Вошел мужчина среднего роста в коротком полушубке и горской мохнатой шапке. На вид ему можно было дать лет тридцать пять. Он снял шапку, и Булгаков увидел бритое с крупными чертами лицо, светлокарими глазами и теплым взглядом. Пышные каштановые волосы были расчесаны на пробор слева. Он растерянно огляделся и заговорил:

— Простите, я не вовремя. Но что будешь делать?! Давно хочу с вами, Михаил Афанасьевич, познакомиться и поговорить по душам. Еще после пушкинского диспута. Да все не удавалось: то вы болели, то я уезжал. Недавно вернулся, посмотрел в театре ваш водевиль «Самооборона» и пришел в восторг. Это очень весело и талантливо. Не сердитесь за бесцеремонное вторжение.

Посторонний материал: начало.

PR #213, opened 2023-07-31
Feat: `<Badge icon={IconComponent} />`

benjroy:
## What

This PR adds an `icon` prop to `<Badge />`.
- ex: `<Badge icon={RestartIcon} text="Restart" />`

It allows for the rendering of an IconComponent before badge text string

@somethiiing your comment [here](https://github.com/Cambly/Cambly-Frontend/pull/6084#discussion_r1279202650) helped me decide how to implement this 🙏 🙏 

## Why

The design I am implementing calls for an Icon displayed in a Badge:  https://www.figma.com/file/Y9IVAFSurWopQ7d6O2ucdx/Scheduling-Rep?node-id=159%3A6571&mode=dev

Screenshots:

Badge in figma:
image

syntax storybook:
image

### DIFF
--- a/packages/syntax-core/src/Badge/Badge.module.css
+++ b/packages/syntax-core/src/Badge/Badge.module.css
@@ -1,0 +1,13 @@
+.icon {
+  /* stylelint-disable-next-line declaration-no-important --  Need to use !important to override MUI icon sizes  */
+  height: 16px !important;
+  /* stylelint-disable-next-line declaration-no-important --  Need to use !important to override MUI icon sizes  */
+  width: 16px !important;
+
+  /**
+   * The badge size is 22px total, text is size 14px, there is 4px top + 4px bottom padding
+   * Adjust the margins on the (optional) icon so that is displays the right size but does not affect overall height
+   */
+  margin-top: -1px;
+  margin-bottom: -1px;
+}
--- a/packages/syntax-core/src/Badge/Badge.tsx
+++ b/packages/syntax-core/src/Badge/Badge.tsx
@@ -1,6 +1,5 @@
 import Typography from "../Typography/Typography";
 import Box from "../Box/Box";
-import { type ReactElement } from "react";
 import styles from "./Badge.module.css";
 
 const BadgeColor = [
--- a/packages/syntax-core/src/Badge/Badge.tsx
+++ b/packages/syntax-core/src/Badge/Badge.tsx
@@ -1,5 +1,7 @@
 import Typography from "../Typography/Typography";
 import Box from "../Box/Box";
+import { type ReactElement } from "react";
+import styles from "./Badge.module.css";
 
 const BadgeColor = [
   "gray200",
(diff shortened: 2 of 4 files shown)


packages/syntax-core/src/Badge/Badge.module.css
```diff
@@ -0,0 +1,13 @@
...
+  height: 16px !important;
+  /* stylelint-disable-next-line declaration-no-important --  Need to use !important to override MUI icon sizes  */
+  width: 16px !important;
+
+  /**
+   * The badge size is 22px total, text is size 14px, there is 4px top + 4px bottom padding
+   * Adjust the margins on the (optional) icon so that is displays the right size but does not affect overall height
+   */
+  margin-top: -1px;
+  margin-bottom: -1px;
```
benjroy, line 12: 👀 The design calls for badge of always 22px height.  4px top + bottom padding, 14px line-height, 12px font-size, with a 16px w/h Icon size.

The margins here are adjusted by -1px top -1px bottom in order to keep the 16px icon from affecting the overall height of the badge.

packages/syntax-core/src/Badge/Badge.tsx
```diff
@@ -28,13 +30,18 @@ const textColorForBackgroundColor = (
...
 }: {
+  /**
+   * The icon to be displayed. Please use a [Material Icon](https://material.io/resources/icons/)
+   */
+  icon?: React.ComponentType<{ className: string }>;
   /**
    * The text to display inside the badge
    */
-  text: string;
+  text: string | ReactElement;
```
benjroy, line 44:
```suggestion
  text: string;
```

Nope, not a ReactElement.  started off that direction, then went with `icon` prop after hearing opinions from @nathan-ong @somethiiing @jliotta

packages/syntax-core/src/Badge/Badge.tsx
```diff
@@ -48,13 +55,19 @@ const Badge = ({
     paddingY={1}
     rounding="full"
     backgroundColor={color}
+    dangerouslySetInlineStyle={{ __style: { lineHeight: "14px" } }}
```
benjroy, line 58: 👀 👀 The design calls for badge of always 22px height. 4px top + bottom padding, 14px line-height, 12px font-size, with a 16px w/h Icon size.

Typography does not set line-height for any given size (I think it should!), so I am hard-coding the 14px line-height here.

Otherwise it is calculated to 15px, which makes the overall height of the Badge 23px instead of 22px

somethiiing (approved):

packages/syntax-core/src/Badge/Badge.module.css
christianvuerings: @benjroy did you confirm with @ajmooo whether this is actually what we want? Ideally the height of the badge would be divisible by 4 - so either `24px` or `20px` high.

Also, the `-1` is a bit of a hack - let's see if we can work with design to avoid it

benjroy: Thank you!  Have not yet confirmed that this is what we actually want.  The `-1` is definitely a hack, and your review is just what I need to give a poke to update the `Badge` in figma!

PR #220, opened 2023-08-11
Update Avatar to include a 1px white border

zprong:
Discussion is in [this slack](https://cambly.slack.com/archives/C033ZPY5M46/p1691699159828119)

Background set to black for this screenshot for clarity
image

As AJ noted, the 1px should be an _internal stroke_ so the size shouldn't increase as a result of adding the white border. Inspected that they're the same as they were both - as an example, a medium-sized avatar is still 40px

image

### DIFF
--- a/packages/syntax-core/src/Avatar/Avatar.module.css
+++ b/packages/syntax-core/src/Avatar/Avatar.module.css
@@ -1,27 +1,31 @@
+:root {
+  --syntax-avatar-border-width: 1px;
+}
+
 .avatar {
   background-position: center;
   background-size: cover;
   background-repeat: no-repeat;
   border-radius: 50%;
-  border: 1px solid #fff;
+  border: var(--syntax-avatar-border-width) solid #fff;
 }
 
 .sm {
-  width: 22px;
-  height: 22px;
+  width: calc(24px - var(--syntax-avatar-border-width) * 2);
+  height: calc(24px - var(--syntax-avatar-border-width) * 2);
 }
 
 .md {
-  width: 38px;
-  height: 38px;
+  width: calc(40px - var(--syntax-avatar-border-width) * 2);
+  height: calc(40px - var(--syntax-avatar-border-width) * 2);
 }
 
 .lg {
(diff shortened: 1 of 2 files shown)


jliotta (approved):

packages/syntax-core/src/Avatar/Avatar.module.css
```diff
@@ -3,24 +3,25 @@
   background-size: cover;
   background-repeat: no-repeat;
   border-radius: 50%;
+  border: 1px solid #fff;
 }
 
 .sm {
-  width: 24px;
-  height: 24px;
+  width: 22px;
```
christianvuerings, line 10: @zprong It's not very clear why we use `22px` instead of `24px` - I know it's the calculation of `24px` (image width) - the border on each side (`2 * 1px`) resulting in `22px`.

Instead, we could use CSS variables to make this more explicit:

```css
:root {
  --syntax-avatar-border-width: 1px;
}

.avatar {
  background-position: center;
  background-size: cover;
  background-repeat: no-repeat;
  border-radius: 50%;
  border: var(--syntax-avatar-border-width) solid #fff;
}

.sm {
  width: calc(24px - var(--syntax-avatar-border-width) * 2);
  height: calc(24px - var(--syntax-avatar-border-width) * 2);
}

.md {
  width: calc(40px - var(--syntax-avatar-border-width) * 2);
  height: calc(40px - var(--syntax-avatar-border-width) * 2);
}

.lg {
  width: calc(72px - var(--syntax-avatar-border-width) * 2);
  height: calc(72px - var(--syntax-avatar-border-width) * 2);
}

.xl {
  width: calc(128px - var(--syntax-avatar-border-width) * 2);
  height: calc(128px - var(--syntax-avatar-border-width) * 2);
}
```

This way, if we ever change the border width to e.g. `2px`, we don't have to do the calculations again ourselves.

zprong: Brilliant! I'll incorporate this, thanks Christian!

PR #221, opened 2023-08-11
Typography: add interactive weight

jliotta:
Some of AJ's designs require a specific 500 font-weight for interactive text. Currently I've named that variant `interactive` but not sure if we want another name that is less tied to its use and more tied to a descriptor like `regular` and `semiBold`

### DIFF
--- a/.changeset/modern-ants-reply.md
+++ b/.changeset/modern-ants-reply.md
@@ -1,0 +1,5 @@
+---
+"@cambly/syntax-core": minor
+---
+
+typography: add interactive font-weight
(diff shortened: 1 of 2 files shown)


christianvuerings:
@ajmooo do we want `500 font-weight for interactive text` to be used by every engineer? Or is that option only for internal interactive components like `Button` or `Link`?

ajmooo (approved):
This is great. My initial thinking is that this text style would only be used for syntax components, but i think it makes sense to have it live with all other typography like you're suggesting. Just need to have specific rules around how/when to use so designers don't start using it for reasons outside indicating interactivity.

somethiiing (approved):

Его сочный баритон рокотал доверительно.

— И хорошо сделали, что пришли, — приветствовал гостя Булгаков. — Раздевайтесь, знакомьтесь — моя жена Татьяна Николаевна...

Гость продолжал:

— Прежде всего разрешите представиться: зовут меня Беса или по-русски Борис Иванович Тотров. Это имя вам ничего не говорит, поэтому позволю сделать некоторые пояснения...

Булгаков помог гостю раздеться, усадил в пейзулаевское кресло, сам устроился напротив. Собравшись с мыслями, Тотров заговорил:

— Начну издалека... Вырос я в небольшом осетинском селении Ольгинское. Учился в городе. Вы, вероятно, знаете наш Владикавказ — старый культурный центр Северного Кавказа. Здесь уже сорок лет работает Русский театр. У него большие традиции. Однажды какая-то заезжая труппа давала фрагменты оперы «Фауст». Дядя взял меня на спектакль. Я был потрясен, несколько дней болел. С тех пор театр — моя мечта, мое счастье. Мне прочили военную карьеру, я слушать о ней не хотел. Лет пятнадцать назад собрал друзей, познакомился с молодым драматургом Бритаевым, и мы в большом сарае показали первый спектакль. Успех был потрясающий. Нас стали приглашать в другие села, слава об ольгинских артистах пошла по всей Осетии. Вот тогда-то я решил, что настало время создать национальный театр. В памяти залегла прекрасная мысль Белинского: «Иметь свой родной театр и гордиться им желает всякий народ, всякое племя, всякий язык». Однако, вы понимаете, что до революции об этом могли мечтать лишь горячие головы. Теперь настало время свершений... Осетия будет иметь свой театр, своих драматургов и актеров. Наш народ должен на родном языке приобщаться к русской и мировой театральной культуре...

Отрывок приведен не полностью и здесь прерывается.